Problem description
What you produce should be every line from the data that includes "quota".

[Opening The input section]

Issue #329, opened 2020-01-12
Improve resources dashboards


omerlh:
Those dashboards are really good, but I think they can be better with the following improvements:
* Add CPU throttling metric (container_cpu_cfs_throttled_seconds_total). Also adding a line on 100ms to indicate which value should be problematic.
* Resources dashboards (CPU/Memory) - add resource quota as a horizontal line on the graph, making it easier to understand if/when the quota was breached.

What do you think?

brancz:
I’m assuming you’re saying these in the scope of the pod dashboard right? If so then I’d be very to have this!

omerlh:
On the pod dashboard for sure, maybe also on the namespace dashboard?

brancz:
I feel like on the namespace it would be a bit too cluttered, and if at all should probably just show resource quota if available.

omerlh:
Maybe just adding the namespace quota line?

brancz:
I think having the namespace quota line would be ok.

omerlh:
Great, will work on that also.

PR #362, opened 2020-02-23
break down resource dashboards to multiple files

omerlh:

[Closing The input section]

Exercise solution
* Resources dashboards (CPU/Memory) - add resource quota as a horizontal line on the graph, making it easier to understand if/when the quota was breached.
I feel like on the namespace it would be a bit too cluttered, and if at all should probably just show resource quota if available.
Maybe just adding the namespace quota line?
I think having the namespace quota line would be ok.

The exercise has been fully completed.